• **PROBLEM TO SOLVE**
Report the lines of the data below that contain the string "return".

── THE DATA ──

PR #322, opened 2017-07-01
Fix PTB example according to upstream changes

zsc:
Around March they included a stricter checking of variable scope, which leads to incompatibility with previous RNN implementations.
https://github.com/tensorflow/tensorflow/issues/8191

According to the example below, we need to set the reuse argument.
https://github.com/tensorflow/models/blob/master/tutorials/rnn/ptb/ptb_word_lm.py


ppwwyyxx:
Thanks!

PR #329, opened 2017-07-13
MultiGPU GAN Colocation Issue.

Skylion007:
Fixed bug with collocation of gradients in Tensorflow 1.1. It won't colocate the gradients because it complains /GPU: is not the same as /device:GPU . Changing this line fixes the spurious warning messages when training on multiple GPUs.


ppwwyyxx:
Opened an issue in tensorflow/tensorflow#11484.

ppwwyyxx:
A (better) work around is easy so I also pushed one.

───
── THE DATA ──

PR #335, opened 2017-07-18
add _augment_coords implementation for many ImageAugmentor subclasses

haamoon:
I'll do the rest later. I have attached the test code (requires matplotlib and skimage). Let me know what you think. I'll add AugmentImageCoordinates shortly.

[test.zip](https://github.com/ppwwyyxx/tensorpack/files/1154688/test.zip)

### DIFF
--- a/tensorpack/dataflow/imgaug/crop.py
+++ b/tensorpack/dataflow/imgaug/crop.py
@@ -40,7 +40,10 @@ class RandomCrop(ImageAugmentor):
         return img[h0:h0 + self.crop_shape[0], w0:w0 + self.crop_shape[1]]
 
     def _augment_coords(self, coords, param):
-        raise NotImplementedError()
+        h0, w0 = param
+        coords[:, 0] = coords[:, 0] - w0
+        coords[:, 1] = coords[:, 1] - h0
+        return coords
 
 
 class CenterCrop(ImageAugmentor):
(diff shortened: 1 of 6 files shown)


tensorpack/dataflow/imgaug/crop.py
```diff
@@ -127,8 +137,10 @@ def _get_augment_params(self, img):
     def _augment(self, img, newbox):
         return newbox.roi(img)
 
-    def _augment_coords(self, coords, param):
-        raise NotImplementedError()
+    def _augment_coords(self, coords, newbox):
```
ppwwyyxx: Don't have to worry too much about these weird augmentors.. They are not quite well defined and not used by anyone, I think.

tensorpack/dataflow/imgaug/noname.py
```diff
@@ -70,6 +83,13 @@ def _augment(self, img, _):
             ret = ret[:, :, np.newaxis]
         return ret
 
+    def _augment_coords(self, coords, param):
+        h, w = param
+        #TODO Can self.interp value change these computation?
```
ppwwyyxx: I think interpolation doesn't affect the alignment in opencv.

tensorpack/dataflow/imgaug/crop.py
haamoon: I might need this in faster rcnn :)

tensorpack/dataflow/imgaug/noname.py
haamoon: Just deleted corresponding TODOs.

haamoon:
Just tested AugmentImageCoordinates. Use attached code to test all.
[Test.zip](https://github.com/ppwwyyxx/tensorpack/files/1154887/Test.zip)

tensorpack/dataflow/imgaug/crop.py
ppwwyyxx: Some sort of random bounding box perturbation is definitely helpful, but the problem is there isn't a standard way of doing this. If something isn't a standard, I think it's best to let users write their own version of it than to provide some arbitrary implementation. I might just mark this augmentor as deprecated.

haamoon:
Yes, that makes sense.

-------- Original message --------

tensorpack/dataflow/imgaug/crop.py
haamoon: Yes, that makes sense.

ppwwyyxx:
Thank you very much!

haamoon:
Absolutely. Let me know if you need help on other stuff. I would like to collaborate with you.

───

• **ANSWER TO THIS PROBLEM**
         return img[h0:h0 + self.crop_shape[0], w0:w0 + self.crop_shape[1]]
+        return coords
         return newbox.roi(img)
         return ret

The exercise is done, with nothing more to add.